▸ Work instruction: Print the first line of the records below and every line after it, up to and including the line with "PR #153, opened 2020-09-17". Print nothing else.

[Stored data entries]

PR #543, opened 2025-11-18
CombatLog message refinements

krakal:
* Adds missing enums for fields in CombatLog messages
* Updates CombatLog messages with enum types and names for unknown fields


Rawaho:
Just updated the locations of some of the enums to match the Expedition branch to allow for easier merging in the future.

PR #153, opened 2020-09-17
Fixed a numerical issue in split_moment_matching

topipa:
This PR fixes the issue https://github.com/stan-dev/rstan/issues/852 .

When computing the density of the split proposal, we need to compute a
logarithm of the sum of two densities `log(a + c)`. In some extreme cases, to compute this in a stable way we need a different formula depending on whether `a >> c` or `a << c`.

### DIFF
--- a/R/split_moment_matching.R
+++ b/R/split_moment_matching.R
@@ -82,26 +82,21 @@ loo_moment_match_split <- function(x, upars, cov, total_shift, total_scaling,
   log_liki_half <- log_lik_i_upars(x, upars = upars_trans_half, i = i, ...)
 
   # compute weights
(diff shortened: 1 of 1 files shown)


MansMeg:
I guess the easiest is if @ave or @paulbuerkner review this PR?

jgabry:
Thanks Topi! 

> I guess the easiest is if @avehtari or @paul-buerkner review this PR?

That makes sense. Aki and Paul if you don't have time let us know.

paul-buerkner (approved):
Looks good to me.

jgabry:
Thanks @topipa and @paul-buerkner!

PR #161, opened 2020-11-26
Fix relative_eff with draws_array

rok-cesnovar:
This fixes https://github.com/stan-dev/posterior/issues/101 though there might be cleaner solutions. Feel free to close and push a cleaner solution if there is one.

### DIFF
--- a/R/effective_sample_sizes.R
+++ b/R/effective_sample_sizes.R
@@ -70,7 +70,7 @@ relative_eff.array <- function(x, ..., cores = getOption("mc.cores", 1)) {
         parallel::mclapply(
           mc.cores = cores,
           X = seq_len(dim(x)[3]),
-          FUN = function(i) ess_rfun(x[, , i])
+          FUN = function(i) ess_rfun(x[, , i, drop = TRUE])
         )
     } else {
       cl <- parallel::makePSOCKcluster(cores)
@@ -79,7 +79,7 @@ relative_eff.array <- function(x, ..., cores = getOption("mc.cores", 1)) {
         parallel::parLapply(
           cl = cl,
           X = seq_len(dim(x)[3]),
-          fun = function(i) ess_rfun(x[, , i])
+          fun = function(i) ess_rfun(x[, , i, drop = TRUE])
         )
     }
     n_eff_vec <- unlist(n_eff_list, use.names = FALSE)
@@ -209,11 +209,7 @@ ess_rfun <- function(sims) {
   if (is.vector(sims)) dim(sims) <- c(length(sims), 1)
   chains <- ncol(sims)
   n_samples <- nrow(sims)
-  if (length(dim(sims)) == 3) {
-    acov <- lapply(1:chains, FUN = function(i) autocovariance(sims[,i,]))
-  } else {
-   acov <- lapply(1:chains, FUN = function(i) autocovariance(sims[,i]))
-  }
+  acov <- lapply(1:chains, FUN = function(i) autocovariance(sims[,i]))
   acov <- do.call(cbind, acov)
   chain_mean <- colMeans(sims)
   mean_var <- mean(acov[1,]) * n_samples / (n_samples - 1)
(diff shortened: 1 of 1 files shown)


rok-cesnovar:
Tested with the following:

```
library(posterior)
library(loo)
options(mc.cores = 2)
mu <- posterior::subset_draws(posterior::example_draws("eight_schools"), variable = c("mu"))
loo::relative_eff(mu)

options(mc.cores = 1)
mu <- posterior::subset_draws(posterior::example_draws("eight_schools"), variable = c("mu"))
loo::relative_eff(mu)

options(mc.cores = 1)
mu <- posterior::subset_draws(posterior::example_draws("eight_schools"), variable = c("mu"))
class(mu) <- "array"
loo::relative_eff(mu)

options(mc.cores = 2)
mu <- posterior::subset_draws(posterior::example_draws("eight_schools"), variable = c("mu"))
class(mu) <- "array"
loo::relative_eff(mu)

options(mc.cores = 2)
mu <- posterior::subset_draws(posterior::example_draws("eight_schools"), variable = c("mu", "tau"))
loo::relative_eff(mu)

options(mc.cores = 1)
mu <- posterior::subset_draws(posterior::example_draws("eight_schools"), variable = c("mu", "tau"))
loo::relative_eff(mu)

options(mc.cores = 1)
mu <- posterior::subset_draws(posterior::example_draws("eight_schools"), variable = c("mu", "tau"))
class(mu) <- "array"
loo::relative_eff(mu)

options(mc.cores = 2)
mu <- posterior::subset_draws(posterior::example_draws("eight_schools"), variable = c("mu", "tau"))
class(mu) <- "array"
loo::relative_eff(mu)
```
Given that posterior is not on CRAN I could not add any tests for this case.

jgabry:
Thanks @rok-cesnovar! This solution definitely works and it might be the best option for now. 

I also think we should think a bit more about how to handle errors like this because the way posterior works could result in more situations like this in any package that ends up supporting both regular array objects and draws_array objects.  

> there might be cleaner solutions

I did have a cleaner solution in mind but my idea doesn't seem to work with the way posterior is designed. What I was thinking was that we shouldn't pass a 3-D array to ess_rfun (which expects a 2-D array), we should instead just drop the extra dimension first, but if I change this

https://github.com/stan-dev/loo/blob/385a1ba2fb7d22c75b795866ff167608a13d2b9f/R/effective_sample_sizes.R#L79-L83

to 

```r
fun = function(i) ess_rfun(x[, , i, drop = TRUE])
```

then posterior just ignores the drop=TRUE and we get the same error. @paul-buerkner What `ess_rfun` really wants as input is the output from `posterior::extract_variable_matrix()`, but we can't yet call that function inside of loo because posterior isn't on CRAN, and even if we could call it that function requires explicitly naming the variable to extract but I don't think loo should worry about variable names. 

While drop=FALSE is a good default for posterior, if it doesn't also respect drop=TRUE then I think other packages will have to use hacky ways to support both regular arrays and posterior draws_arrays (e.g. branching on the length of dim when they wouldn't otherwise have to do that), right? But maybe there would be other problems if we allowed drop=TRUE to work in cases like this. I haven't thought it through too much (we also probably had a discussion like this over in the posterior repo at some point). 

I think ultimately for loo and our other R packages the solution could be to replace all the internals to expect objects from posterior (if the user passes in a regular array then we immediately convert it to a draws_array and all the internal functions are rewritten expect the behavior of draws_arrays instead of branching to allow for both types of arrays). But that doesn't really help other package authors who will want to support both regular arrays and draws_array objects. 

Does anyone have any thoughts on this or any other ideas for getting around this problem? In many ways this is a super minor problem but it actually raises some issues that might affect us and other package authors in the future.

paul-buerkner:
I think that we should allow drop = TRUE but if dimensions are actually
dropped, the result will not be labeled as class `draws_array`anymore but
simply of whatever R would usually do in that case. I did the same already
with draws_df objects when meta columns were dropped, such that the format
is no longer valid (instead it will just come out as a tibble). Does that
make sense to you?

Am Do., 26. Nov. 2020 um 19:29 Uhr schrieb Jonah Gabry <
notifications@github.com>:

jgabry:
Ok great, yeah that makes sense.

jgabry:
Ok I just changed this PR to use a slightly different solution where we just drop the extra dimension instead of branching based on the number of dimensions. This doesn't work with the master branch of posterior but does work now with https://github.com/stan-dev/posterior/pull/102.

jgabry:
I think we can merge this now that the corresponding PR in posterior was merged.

▸ Response area:
PR #543, opened 2025-11-18
CombatLog message refinements

krakal:
* Adds missing enums for fields in CombatLog messages
* Updates CombatLog messages with enum types and names for unknown fields


Rawaho:
Just updated the locations of some of the enums to match the Expedition branch to allow for easier merging in the future.

PR #153, opened 2020-09-17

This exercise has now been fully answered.